We performed probabilistic sensitivity analysis for proving generalizability of our findings. The analysis showed similar results to one-way sensitivity analysis. The differences between the V0 values calculated using MSM-dg versus MSM-kf were in the range of − 91,300 USD and 75,700 USD in 95% of the results while that of V1 values ranged from − 108,300 USD and 98,600 USD. These amounts are also difficult to ignore.

The reason for this difference can be partially explained by the characteristics of MSM-dg which ignored time-dependent variety of patients within a single health states. A cohort with eGFR of 55 mL/min/1.73m2 (CKD G3a) at the beginning of a simulation, for instance, should have time-dependent transition probabilities to G3b because the fraction of patients with eGFR close to 45 mL/min/1.73 m2 (threshold between CKD G3a and G3b) will increase as the time goes, under the assumption of constant eGFR decline.

Policymakers can use cost-effectiveness studies to determine whether a given intervention is worth paying for. CKD is a common and lifelong disease with treatments available that may slow its progression to ESRD. Based on the results of our study, MSM-dg and MSM-kf based on different health states assumptions may produce different conclusions. In particular, compared to MSM-kf, MSM-dg showed shorter or smaller results in life-years and utilities, and estimated costs. The differences the between the V0 and V1 values were distributed bilaterally across zero, and the margins were relatively large. At a glance, MSM-kf emulates the real world more precisely from the clinical viewpoint. However, MSM-dg is easier to understand than MSM-kf, and it is more easily implemented using commercially available software. Simulation methods cannot avoid inaccuracy, and investigators must consider the biases inherent to the calculation methods they utilize. Our results may help clarify the biases derived from the selection of MSM-dg or MSM-kf for future CKD cost-effectiveness researchers.

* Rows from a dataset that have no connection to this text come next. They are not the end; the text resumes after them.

PR #1662, opened 2024-12-13
SIGSEGV in Tree.cellDataProc when calling TreeItem.setImage #678

zkxvh:
Fix and test for bug #678

Fixes https://github.com/eclipse-platform/eclipse.platform.swt/issues/678

Reproducing the crash:
- https://github.com/eclipse-platform/eclipse.platform.swt/issues/678#issue-1715955828
- https://github.com/eclipse-platform/eclipse.platform.swt/pull/1611/
- https://github.com/eclipse-platform/eclipse.platform.swt/issues/678#issuecomment-2507994360

The cause of the crash is described here: https://github.com/eclipse-platform/eclipse.platform.swt/issues/678#issuecomment-2511711696  
In short, the problem was executing `Tree.createRenderers()` inside `TreeItem.setImage()`.  
The sequence of action leading to the crash was:  
in a `Tree` with `SWT.VIRTUAL` a `TreeItem` is rendered for the first time or after `clear()`  
- `Tree.cellDataProc()` is executed for the item and one of it's
renderers  
  - `Tree.checkData(item)` is called for the item  
    - `SWT.SetData` is invoked and executes `TreeItem.setImage()`  
      - `Tree.createRenderers()` executes and disposes the current renderer  
  - further actions in `Tree.cellDataProc()` that access the already-disposed renderer (they think it's alive)

How it's fixed:
1. set fixed height+width to pixbuf renderers with `GTK.gtk_cell_renderer_set_fixed_size`  
   This does 2 things:
     - from now on it makes images rendered by the renderer to be rendered with these height+width
     - from now on fixed row height calculation will return height of at least fixed height of the pixbuf
2. make `GtkTreeView` recompute it's internally stored fixed row height with re-setting `fixed_height_mode` of the GtkTreeView
3. make all existing tree rows update their height by invoking `gtk_tree_view_row_changed()` on each of the rows.

(2) and (3) can also be achieved by creating a copy of the current `GtkTreeModel` and setting it to the `GtkTreeView`.  
But this also resets current selected rows, focus and scroll position; that's why I chose re-setting `fixed_height_mode` + `gtk_tree_view_row_changed()` instead.

### DIFF
--- a/bundles/org.eclipse.swt/Eclipse SWT/gtk/org/eclipse/swt/widgets/Tree.java
+++ b/bundles/org.eclipse.swt/Eclipse SWT/gtk/org/eclipse/swt/widgets/Tree.java
@@ -4319,6 +4319,80 @@ void checkSetDataInProcessBeforeRemoval() {
 	}
 }
 
+boolean initPixbufSize(Image image) {
+	if (pixbufSizeSet || image == null) {
+		return false;
+	}
+	int iWidth, iHeight;
+	if (DPIUtil.useCairoAutoScale()) {
+		iWidth = image.getBounds().width;
+		iHeight = image.getBounds().height;
+	} else {
+		iWidth = image.getBoundsInPixels().width;
+		iHeight = image.getBoundsInPixels().height;
+	}
+	if (iWidth <= 0 || iHeight <= 0) {
+		return false;
+	}
+	pixbufSizeSet = true;
+	pixbufHeight = iHeight;
+	pixbufWidth = iWidth;
+	/*
+	 * Feature in GTK: a Tree with the style SWT.VIRTUAL has fixed-height-mode
+	 * enabled. This will limit the size of any cells, including renderers. In order
+	 * to prevent images from disappearing/being cropped, we update row heights when
+	 * the first image is set. Fix for bug 480261.
+	 */
+	if ((style & SWT.VIRTUAL) != 0) {
+		resetFixedRowHeight();
+	}
+	return true;
+}
+
+private void resetFixedRowHeight() {
+	long columnList = GTK.gtk_tree_view_get_columns(handle);
+	if (columnList == 0) {
+		return;
+	}
+
+	// set fixed width and height for all GtkCellRendererPixbufs
+	for (var colItem = columnList; colItem != 0; colItem = OS.g_list_next(colItem)) {
+		long column = OS.g_list_data(colItem);
+		var cellList = GTK.gtk_cell_layout_get_cells(column);
+		for (var cellItem = cellList; cellItem != 0; cellItem = OS.g_list_next(cellItem)) {
+			var renderer = OS.g_list_data(cellItem);
+			if (GTK.GTK_IS_CELL_RENDERER_PIXBUF(renderer)) {
+				GTK.gtk_cell_renderer_set_fixed_size(renderer, pixbufWidth, pixbufHeight);
+			}
+		}
+		OS.g_list_free(cellList);
+	}
+	OS.g_list_free(columnList);
+
+	// Executed in asyncExec because when this method is invoked from checkData(),
+	// then the "row_changed" signal is blocked (but we need it unblocked to invalidate
+	// existing rows).
+	display.asyncExec(() -> {
+		if (!isDisposed() && modelHandle != 0) {
+			// reset computed 'fixed_height' to '-1'
+			OS.g_object_set(handle, OS.fixed_height_mode, false, 0);
+			OS.g_object_set(handle, OS.fixed_height_mode, true, 0);
+
+			// to update height of the existing rows we need to invalidate them in gtk
+			// we do that by invoking gtk_tree_view_row_changed on each of them
+			long iter = OS.g_malloc(GTK.GtkTreeIter_sizeof());
+			if (GTK.gtk_tree_model_get_iter_first(modelHandle, iter)) {
+				int[] value = new int[1];
+				do {
+					GTK.gtk_tree_model_get(modelHandle, iter, ID_COLUMN, value, -1);
+					GTK.gtk_tree_store_set(modelHandle, iter, ID_COLUMN, value[0], -1);
+				} while (GTK.gtk_tree_model_iter_next(modelHandle, iter));
+			}
+			OS.g_free(iter);
+		}
+	});
+}
+
 private void throwCannotRemoveItem(int i) {
 	String message = "Cannot remove item with index " + i + ".";
 	throw new SWTException(message);
--- a/bundles/org.eclipse.swt/Eclipse SWT/gtk/org/eclipse/swt/widgets/Tree.java
+++ b/bundles/org.eclipse.swt/Eclipse SWT/gtk/org/eclipse/swt/widgets/Tree.java
@@ -4319,17 +4319,17 @@ void checkSetDataInProcessBeforeRemoval() {
 	}
 }
 
-boolean initPixbufSize(Image image) {
+boolean initPixbufSize (Image image) {
 	if (pixbufSizeSet || image == null) {
 		return false;
 	}
 	int iWidth, iHeight;
-	if (DPIUtil.useCairoAutoScale()) {
-		iWidth = image.getBounds().width;
-		iHeight = image.getBounds().height;
+	if (DPIUtil.useCairoAutoScale ()) {
+		iWidth = image.getBounds ().width;
+		iHeight = image.getBounds ().height;
 	} else {
-		iWidth = image.getBoundsInPixels().width;
-		iHeight = image.getBoundsInPixels().height;
+		iWidth = image.getBoundsInPixels ().width;
+		iHeight = image.getBoundsInPixels ().height;
 	}
 	if (iWidth <= 0 || iHeight <= 0) {
 		return false;
@@ -4344,51 +4344,51 @@ boolean initPixbufSize(Image image) {
 	 * the first image is set. Fix for bug 480261.
 	 */
 	if ((style & SWT.VIRTUAL) != 0) {
-		resetFixedRowHeight();
+		resetFixedRowHeight ();
 	}
 	return true;
 }
 
-private void resetFixedRowHeight() {
-	long columnList = GTK.gtk_tree_view_get_columns(handle);
+private void resetFixedRowHeight () {
+	long columnList = GTK.gtk_tree_view_get_columns (handle);
 	if (columnList == 0) {
 		return;
 	}
 
 	// set fixed width and height for all GtkCellRendererPixbufs
-	for (var colItem = columnList; colItem != 0; colItem = OS.g_list_next(colItem)) {
-		long column = OS.g_list_data(colItem);
-		var cellList = GTK.gtk_cell_layout_get_cells(column);
-		for (var cellItem = cellList; cellItem != 0; cellItem = OS.g_list_next(cellItem)) {
-			var renderer = OS.g_list_data(cellItem);
-			if (GTK.GTK_IS_CELL_RENDERER_PIXBUF(renderer)) {
-				GTK.gtk_cell_renderer_set_fixed_size(renderer, pixbufWidth, pixbufHeight);
+	for (var colItem = columnList; colItem != 0; colItem = OS.g_list_next (colItem)) {
+		long column = OS.g_list_data (colItem);
+		var cellList = GTK.gtk_cell_layout_get_cells (column);
+		for (var cellItem = cellList; cellItem != 0; cellItem = OS.g_list_next (cellItem)) {
+			var renderer = OS.g_list_data (cellItem);
+			if (GTK.GTK_IS_CELL_RENDERER_PIXBUF (renderer)) {
+				GTK.gtk_cell_renderer_set_fixed_size (renderer, pixbufWidth, pixbufHeight);
 			}
 		}
-		OS.g_list_free(cellList);
+		OS.g_list_free (cellList);
 	}
-	OS.g_list_free(columnList);
+	OS.g_list_free (columnList);
 
 	// Executed in asyncExec because when this method is invoked from checkData(),
-	// then the "row_changed" signal is blocked (but we need it unblocked to invalidate
-	// existing rows).
-	display.asyncExec(() -> {
-		if (!isDisposed() && modelHandle != 0) {
+	// then the "row_changed" signal is blocked (but we need it unblocked to
+	// invalidate existing rows).
+	display.asyncExec ( () -> {
+		if (!isDisposed () && modelHandle != 0) {
 			// reset computed 'fixed_height' to '-1'
-			OS.g_object_set(handle, OS.fixed_height_mode, false, 0);
-			OS.g_object_set(handle, OS.fixed_height_mode, true, 0);
+			OS.g_object_set (handle, OS.fixed_height_mode, false, 0);
+			OS.g_object_set (handle, OS.fixed_height_mode, true, 0);
 
 			// to update height of the existing rows we need to invalidate them in gtk
 			// we do that by invoking gtk_tree_view_row_changed on each of them
-			long iter = OS.g_malloc(GTK.GtkTreeIter_sizeof());
-			if (GTK.gtk_tree_model_get_iter_first(modelHandle, iter)) {
+			long iter = OS.g_malloc (GTK.GtkTreeIter_sizeof ());
+			if (GTK.gtk_tree_model_get_iter_first (modelHandle, iter)) {
 				int[] value = new int[1];
 				do {
-					GTK.gtk_tree_model_get(modelHandle, iter, ID_COLUMN, value, -1);
-					GTK.gtk_tree_store_set(modelHandle, iter, ID_COLUMN, value[0], -1);
-				} while (GTK.gtk_tree_model_iter_next(modelHandle, iter));
+					GTK.gtk_tree_model_get (modelHandle, iter, ID_COLUMN, value, -1);
+					GTK.gtk_tree_store_set (modelHandle, iter, ID_COLUMN, value[0], -1);
+				} while (GTK.gtk_tree_model_iter_next (modelHandle, iter));
 			}
-			OS.g_free(iter);
+			OS.g_free (iter);
 		}
 	});
 }
--- a/bundles/org.eclipse.swt/Eclipse SWT/gtk/org/eclipse/swt/widgets/TreeItem.java
+++ b/bundles/org.eclipse.swt/Eclipse SWT/gtk/org/eclipse/swt/widgets/TreeItem.java
@@ -1519,59 +1519,18 @@ public void setImage(int index, Image image) {
 		pixbuf = ImageList.createPixbuf(surface);
 	}
 
-	int modelIndex = parent.columnCount == 0 ? Tree.FIRST_COLUMN : parent.columns [index].modelIndex;
-	long parentHandle = parent.handle;
-	long column = GTK.gtk_tree_view_get_column (parentHandle, index);
-	long pixbufRenderer = parent.getPixbufRenderer (column);
-	int [] currentWidth = new int [1];
-	int [] currentHeight= new int [1];
-	GTK.gtk_cell_renderer_get_fixed_size (pixbufRenderer, currentWidth, currentHeight);
 	if (!parent.pixbufSizeSet) {
-		if (image != null) {
-			int iWidth, iHeight;
-			if (DPIUtil.useCairoAutoScale()) {
-				iWidth = image.getBounds ().width;
-				iHeight = image.getBounds ().height;
-			} else {
-				iWidth = image.getBoundsInPixels ().width;
-				iHeight = image.getBoundsInPixels ().height;
-			}
-			if (iWidth > currentWidth [0] || iHeight > currentHeight [0]) {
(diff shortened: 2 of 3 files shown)


zkxvh:
There were 3 failed tests in the build above.  
As I understand, the tests are for `Browser` widget and the code in this PR doesn't affect `Browser` any any way.

basilevs:
If you use asyncExec already, why do all the other changes? The problem was never the computation of heights, it was resource management. And resources are managed just fine as long as you defer their disposal. Therefore, my fix in #1612 is  less intrusive and achieves the same results at less cost (admittedly I have not tested if selection is lost, but it might).

basilevs (approved):

bundles/org.eclipse.swt/Eclipse SWT/gtk/org/eclipse/swt/widgets/Tree.java
```diff
@@ -4319,6 +4319,80 @@ void checkSetDataInProcessBeforeRemoval() {
...
+		if (!isDisposed() && modelHandle != 0) {
+			// reset computed 'fixed_height' to '-1'
+			OS.g_object_set(handle, OS.fixed_height_mode, false, 0);
+			OS.g_object_set(handle, OS.fixed_height_mode, true, 0);
+
+			// to update height of the existing rows we need to invalidate them in gtk
+			// we do that by invoking gtk_tree_view_row_changed on each of them
+			long iter = OS.g_malloc(GTK.GtkTreeIter_sizeof());
+			if (GTK.gtk_tree_model_get_iter_first(modelHandle, iter)) {
+				int[] value = new int[1];
```
basilevs, line 4385: [minor] unnecessary reallocation

bundles/org.eclipse.swt/Eclipse SWT/gtk/org/eclipse/swt/widgets/TreeItem.java
```diff
@@ -1519,59 +1519,18 @@ public void setImage(int index, Image image) {
...
-		 * Bug 483112: We check to see if the cached value is greater than the size of the pixbufRenderer.
-		 * If it is, then we change the size of the pixbufRenderer accordingly.
-		 * Bug 489025: There is a corner case where the below is triggered when current(Width|Height) is -1,
-		 * which results in icons being set to 0. Fix is to compare only positive sizes.
+		 * Bug 483112: make sure width and height are set for the pixbufRenderer
 		 */
-		if (parent.pixbufWidth > Math.max(currentWidth [0], 0) || parent.pixbufHeight > Math.max(currentHeight [0], 0)) {
-			GTK.gtk_cell_renderer_set_fixed_size (pixbufRenderer, parent.pixbufWidth, parent.pixbufHeight);
-		}
+		GTK.gtk_cell_renderer_set_fixed_size (pixbufRenderer, parent.pixbufWidth, parent.pixbufHeight);
```
basilevs, line 1530: Why do we allow to decrease size now?

basilevs (changes requested):
Reducing the fixed size seems to be an error.

tests/org.eclipse.swt.tests.gtk/JUnit Tests/org/eclipse/swt/tests/gtk/Test_Gtk_Tree_Virtual_setImage.java
```diff
@@ -0,0 +1,185 @@
...
+		var color = shell.getDisplay().getSystemColor(SWT.COLOR_GREEN);
+		var gc = new GC(image);
+		gc.setForeground(color);
+		gc.setBackground(color);
+		gc.fillRectangle(0, 0, IMAGE_SIZE, IMAGE_SIZE);
+		gc.dispose();
+	}
+
+	private void createTree(boolean withCheckbox, int totalRows, int imgRowIdx, Supplier<Image> getImage) {
+		tree = new Tree(shell, SWT.VIRTUAL | SWT.BORDER | (withCheckbox ? SWT.CHECK : 0));
```
basilevs, line 136: [mino] Now, that a potential regression for setting an image of decreasing sizes in different columns is discovered, we may want some tests for multi-column case.

basilevs (changes requested):

bundles/org.eclipse.swt/Eclipse SWT/gtk/org/eclipse/swt/widgets/Tree.java
```diff
@@ -4319,6 +4319,80 @@ void checkSetDataInProcessBeforeRemoval() {
 	}
 }
 
+boolean initPixbufSize(Image image) {
```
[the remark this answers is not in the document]
zkxvh: done: https://github.com/eclipse-platform/eclipse.platform.swt/pull/1662/commits/df4c8675ba25dfa5da31a11b683c865817155a80

bundles/org.eclipse.swt/Eclipse SWT/gtk/org/eclipse/swt/widgets/Tree.java
```diff
@@ -4319,6 +4319,80 @@ void checkSetDataInProcessBeforeRemoval() {
...
+	if (pixbufSizeSet || image == null) {
```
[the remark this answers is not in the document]
zkxvh: As I understand from the swt code, for any `Tree`:
1. all images in the tree must have the same size
2. that fixed size is the size of the 1st image set for the tree

In the code this is implemented in `TreeItem.setImage(int index, Image image)` [here](https://github.com/eclipse-platform/eclipse.platform.swt/blob/master/bundles/org.eclipse.swt/Eclipse%20SWT/gtk/org/eclipse/swt/widgets/TreeItem.java#L1508-L15189):
```java
	if (image != null) {
		ImageList imageList = parent.imageList;
		if (imageList == null) imageList = parent.imageList = new ImageList();
		int imageIndex = imageList.indexOf(image);
		// When we create a blank image surface gets created with dimensions 0, 0.
        // This call recreates the surface with correct dimensions
		long tempSurface = ImageList.convertSurface(image);
		Cairo.cairo_surface_destroy(tempSurface);
		if (imageIndex == -1) {
			imageIndex = imageList.add(image);
		}
		surface = imageList.getSurface(imageIndex);
		pixbuf = ImageList.createPixbuf(surface);
	}
```
Basically, `ImageList` has `width` and `height` which it initializes from the 1st added image, and then all subsequent added images are scaled to that size.

Here is a snippet that demonstrates how the images in a tree are scaled to the same size:
```java
import org.eclipse.swt.SWT;

public class TryColumnsAndImageSizes {

	private Display display;
	private Shell shell;
	private Composite buttonBox;
	private Tree tree;

	private Image[] images = new Image[3];

	public static void main (String[] args) {
		new TryColumnsAndImageSizes ().run ();
	}

	void run () {
		display = new Display ();
		shell = new Shell (display);
		shell.setLayout (new GridLayout ());

		buttonBox = new Composite (shell, 0);
		buttonBox.setLayout (new FillLayout ());

		addSetImageButton ("r50", 0, 20, display.getSystemColor (SWT.COLOR_RED));
		addSetImageButton ("g70", 1, 70, display.getSystemColor (SWT.COLOR_GREEN));
		addSetImageButton ("b90", 2, 120, display.getSystemColor (SWT.COLOR_BLUE));

		tree = new Tree (shell, SWT.VIRTUAL);
		tree.setLayoutData (new GridData (GridData.FILL_BOTH));
		for (int i = 1; i <= 3; i++) {
			var column = new TreeColumn (tree, SWT.LEFT);
			column.setText ("Column " + i);
			column.setWidth (200);
		}

		tree.addListener (SWT.SetData, e -> {
			TreeItem item = (TreeItem) e.item;
			item.setText (0, "a");
			item.setText (1, "b");
			item.setText (2, "c");
			var idx = tree.indexOf (item);
			for (var i = 0; i < images.length; i++) {
				if (idx == i + 2) {
					item.setImage (i, images[i]);
				}
			}
		});
		tree.setItemCount (10);

		shell.setSize (400, 300);
		shell.open ();

			if (!display.readAndDispatch ()) {
				display.sleep ();
			}
		}
		display.dispose ();
	}

	private void addSetImageButton (String label, int imageIdx, int imageSize, Color imageColor) {
		var button = new Button (buttonBox, SWT.PUSH);
		button.setText (label);
		button.addListener (SWT.Selection, e -> {
			images[imageIdx] = createImage (imageSize, imageColor);
			tree.clearAll (false);
		});
	}

	private Image createImage (int imageSize, Color color) {
		var image = new Image (display, imageSize, imageSize);
		var gc = new GC (image);
		gc.setForeground (color);
		gc.setBackground (display.getSystemColor (SWT.COLOR_WHITE));
		gc.setLineWidth (5);
		gc.fillRectangle (0, 0, imageSize, imageSize);
		gc.drawRectangle (0, 0, imageSize - 1, imageSize - 1);
		gc.dispose ();
		return image;
	}
}
```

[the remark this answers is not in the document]
zkxvh: As a result, the answer to this:
> Can't we monotonically increase the size for every new image?

is "no, because `Tree` in swt is designed to have images of the same size".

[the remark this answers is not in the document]
basilevs: Ok, as long as they are not cropped, we can leave this as is.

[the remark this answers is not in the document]
basilevs: > is "no, because `Tree` in swt is designed to have images of the same size".

It does not matter, as on each new image we could resize all previously added ones as necessary.

bundles/org.eclipse.swt/Eclipse SWT/gtk/org/eclipse/swt/widgets/Tree.java
zkxvh: Sorry, but I don't understand.  
Unnecessary reallocation of what?  
As I can see, both `iter` and `value` are allocated once.  
Could you clarify it, please.

basilevs: I had read `int[] value = new int[1];` as being a part of loop iteration. I was wrong. Sorry about that.

bundles/org.eclipse.swt/Eclipse SWT/gtk/org/eclipse/swt/widgets/TreeItem.java
zkxvh: As I understand, in swt all images in a `Tree` have the same size. ([here](https://github.com/eclipse-platform/eclipse.platform.swt/pull/1662#discussion_r1886392687) is why I think so).  
As a result, all `GtkCellRendererPixbuf`s should have the same fixed width and height.  

Actually in `Tree.resetFixedRowHeight()` I added the code that iterates over all `GtkCellRendererPixbuf`s and set them fixed width and height.  
So maybe, `GTK.gtk_cell_renderer_set_fixed_size()` might even be redundant.  
I left this code here just in case (e.g. maybe there is code somewhere in swt that adds a new column and doesn't call `GTK.gtk_cell_renderer_set_fixed_size()` for it)

tests/org.eclipse.swt.tests.gtk/JUnit Tests/org/eclipse/swt/tests/gtk/Test_Gtk_Tree_Virtual_setImage.java
zkxvh: It seems to me that `Tree` doesn't support different images sizes in swt by design.  
In [this reply](https://github.com/eclipse-platform/eclipse.platform.swt/pull/1662#discussion_r1886392687) I included a snippet that demonstrates what happens when there are multiple columns.  
Please, note that images are scaled to fixed size inside `ImageList`, which is pretty old - that's why I think that `Tree` expects images of the same size by design.

zkxvh: BTW, I can add unit test(s) for multiple columns and different images sizes to `Test_Gtk_Tree_Virtual_setImage` no problem.  
I just don't know what additional cases you want to be checked.  
The current unit tests in `Test_Gtk_Tree_Virtual_setImage` are for the bug with row heights, that I noticed (and fixed in this PR) while I've been fixing crash in #678.

basilevs: The scenario is:
- for three sequences of images three in length each:
  - one monotonically increasing in size
  - one monotonically decreasing
  - and one non-monotonic
- test that behavior (heights, widths, exceptions, ideally cropping but that's probably too hard) is unchanged when:
  - adding images to different columns 
  - adding to same column
  - adding to a tree without columns

zkxvh:
@basilevs  

> If you use `asyncExec()` already, why do all the other changes? The problem was never the computation of heights, it was resource management. And resources are managed just fine as long as you defer their disposal. Therefore, my fix in #1612 is less intrusive and achieves the same results at less cost (admittedly I have not tested if selection is lost, but it might).
> 
> UPDATE: Oh, I see. There are less resources disposed this way.

Yes, the method with `fixed_height_mode` property doesn't delete and recreate existing renderers like `Tree.createRenderers()` did.

Also I tried to understand what the old code did (when it did not crash the application).  
[Here](https://github.com/eclipse-platform/eclipse.platform.swt/issues/678#issuecomment-2541779349) is more details, but in short:
- a `Tree` in swt has fixed size for all images
- the fixed image size is initialized from the 1st image set to a `Tree`
- when fixed image size is initialized for a `Tree` with `SWT.VIRTUAL`, then the (fixed) row heights should be updated to fit it.

`fixed_height_mode` + `gtk_tree_view_row_changed` is the least intrusive way to do the above that I was able to find in gtk.

---

**Note:** changing `fixed_height_mode` is fine here because `Tree.initPixbufSize()` is called only once per tree, which means the fixed row height is changed only once.  
But if fixed height is going to be updated multiple times, then it seems that you'll have to switch to `gtk_tree_view_set_model()`.  
It seems like gtk assumes that `fixed_height_mode` property should be set once - before any row is added to a tree.  
Why I think so:
- in [gtk_tree_view_set_fixed_height_mode](https://gitlab.gnome.org/GNOME/gtk/-/blob/30f02d8981c4246af854a570d5718f440367d701/gtk/gtktreeview.c#L8527) the signal handler for `"notify::sizing"` is added, but never removed. I.e. every time we set `fixed_height_mode` to `true` one more handler is attached to `sizing` property
- the fact that I had to use `gtk_tree_view_row_changed` to update the heights of the existing rows (had gtk supported changing `fixed_height_mode` it would have updated the height of the existing rows automatically).  

`gtk_tree_view_set_model()` can be used to update row heights any number of times, but it resets current selection, focus and scroll position of the tree.

bundles/org.eclipse.swt/Eclipse SWT/gtk/org/eclipse/swt/widgets/Tree.java
zkxvh: no problem

bundles/org.eclipse.swt/Eclipse SWT/gtk/org/eclipse/swt/widgets/Tree.java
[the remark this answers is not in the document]
zkxvh: OK.  
Apparently, this is another issue.  
Just be careful, if you are going to increase fixed row size multiple times, then you'll probably have to replace `fixed_height_mode + gtk_tree_view_row_changed` to `gtk_tree_view_set_model()`. Here is more [details](https://github.com/eclipse-platform/eclipse.platform.swt/pull/1662#issuecomment-2545220394).

tests/org.eclipse.swt.tests.gtk/JUnit Tests/org/eclipse/swt/tests/gtk/Test_Gtk_Tree_Virtual_setImage.java
zkxvh: OK.  
As I understand, you are working on some task related to image cropping, multiple image sizes, and multiple columns.  
I suppose including those unit tests in the commit for this task I would be more appropriate.

basilevs: No, I literally tried to fix the very same problem - crash in VIRTUAL Tree. While I succeeded, your solution might be a bit better.

basilevs: No, I [fixed](https://github.com/eclipse-platform/eclipse.platform.swt/pull/1612) the very same problem - crash in VIRTUAL Tree, but your solution might be better.

zkxvh:
Converted to draft because it seems like this bug should be should be fixed in another place in the code.  

After fixing this bug by changing `TreeItem.setImage(...)` I get the same process crash in Eclipse RCP in a code that uses  `Tree` but with slightly different error message:
```
Bail out! Gtk:ERROR:../gtk/gtktreestore.c:597:gtk_tree_store_get_path: assertion failed: (G_NODE (iter->user_data)->parent != NULL)
**
Gtk:ERROR:../gtk/gtktreestore.c:597:gtk_tree_store_get_path: assertion failed: (G_NODE (iter->user_data)->parent != NULL)
```
Stacktrace is this:
```
	org.eclipse.swt.widgets.TreeItem.getParentItem(TreeItem.java:866)
	at org.eclipse.jface.viewers.TreeViewer.getParentItem(TreeViewer.java:228)
	at org.eclipse.jface.viewers.AbstractTreeViewer.getTreePathFromItem(AbstractTreeViewer.java:3046)
	at org.eclipse.jface.viewers.AbstractTreeViewer.internalFindItem(AbstractTreeViewer.java:211)
	at org.eclipse.jface.viewers.AbstractTreeViewer.internalFindItems(AbstractTreeViewer.java:188)
	at org.eclipse.jface.viewers.TreeViewer.replace(TreeViewer.java:435)
	at TestLazyContentProvider.updateElement(TestLazyContentProvider.java:100)
	at org.eclipse.jface.viewers.TreeViewer.virtualLazyUpdateWidget(TreeViewer.java:1001)
	at org.eclipse.jface.viewers.TreeViewer.lambda$1(TreeViewer.java:260)
	at org.eclipse.swt.widgets.EventTable.sendEvent(EventTable.java:89)
	at org.eclipse.swt.widgets.Display.sendEvent(Display.java:5855)
	at org.eclipse.swt.widgets.Widget.sendEvent(Widget.java:1529)
	at org.eclipse.swt.widgets.Widget.sendEvent(Widget.java:1555)
	at org.eclipse.swt.widgets.Widget.sendEvent(Widget.java:1538)
	at org.eclipse.swt.widgets.Tree.checkData(Tree.java:372)
	at org.eclipse.swt.widgets.Tree.cellDataProc(Tree.java:304)
	at org.eclipse.swt.widgets.Display.cellDataProc(Display.java:995)
	at org.eclipse.swt.internal.gtk.GTK.gtk_tree_store_clear(Native Method)
	at org.eclipse.swt.widgets.Tree.removeAll(Tree.java:2997)
	at org.eclipse.jface.viewers.TreeViewer.removeAll(TreeViewer.java:289)
	at org.eclipse.jface.viewers.AbstractTreeViewer.lambda$1(AbstractTreeViewer.java:1593)
	at org.eclipse.jface.viewers.StructuredViewer.preservingSelection(StructuredViewer.java:1392)
	at org.eclipse.jface.viewers.TreeViewer.preservingSelection(TreeViewer.java:367)
	at org.eclipse.jface.viewers.StructuredViewer.preservingSelection(StructuredViewer.java:1353)
	at org.eclipse.jface.viewers.AbstractTreeViewer.inputChanged(AbstractTreeViewer.java:1589)
	at org.eclipse.jface.viewers.ContentViewer.setInput(ContentViewer.java:282)
	at org.eclipse.jface.viewers.StructuredViewer.setInput(StructuredViewer.java:1636)
```
This is a very similar bug: again we get:
```
Display.cellDataProc(...)
  ↳ Tree.checkData(...)
    ↳ sendEvent(SWT.SetData, ...)
      ↳ a callback for SWT.SetData is invoked, it adds/removes columns/rows/renderers/other tree components
  ↳ the code in Display.cellDataProc(...) continues execution and crashes when it accesses removed/modified tree components
```

The problem again is that a `SWT.SetData` callback changes the structure of the tree, while `Display.cellDataProc(...)` (where the callback is called from) is a [cell data function in GTK terms](https://docs.gtk.org/gtk3/treeview-tutorial.html#cell-data-functions) which should only set renderers' properties like text, image, etc. and should not change tree structure.

Since callbacks for `SWT.SetData` can contain any code, I think the the better fix would be to change `Display.cellDataProc(...)` to postpone sending `SWT.SetData` until the method finishes.  
This would also fix all other similar bugs that crash the application because of `Tree`.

This research has several limitations. First, we ignored major parameters affecting CKD progression such as race, ethnicity, and major cardiovascular risks for simplicity. Second, we did not consider kidney transplantation, which has a different cost structure than dialysis as RRT. Kidney transplantation is relatively inexpensive, and has become a considerable option for ESRD patients. This time we did not include kidney transplantation in our models to maintain simplicity, but it may be possible to include post-transplantation status into the models after reliable cost and utility data are accumulated. Third, we assumed constant eGFR decline rates, which is widely believed but sometimes pointed out to be incorrect. However, even when non-linear decline was assumed, our method of comparison could be applied even though it may become complicated, and similar difference would be possibly shown. Lastly, we only showed difference in calculation results, but we could not definitively determine which model is superior because of limited reliable accuracy indicators. Nevertheless, we believe this information is important.

Conclusions

MSM-dg, based on a conventional discrete state transition assumption, tends to show smaller results in utilities and larger ones in costs compared to more-realistic MSM-kf, based on the assumption of continuous state change in CKD disease modeling. The selection of a disease modelling method in cost-effectiveness researches of CKD intervention causes difficult-to-ignore fluctuations in their conclusions.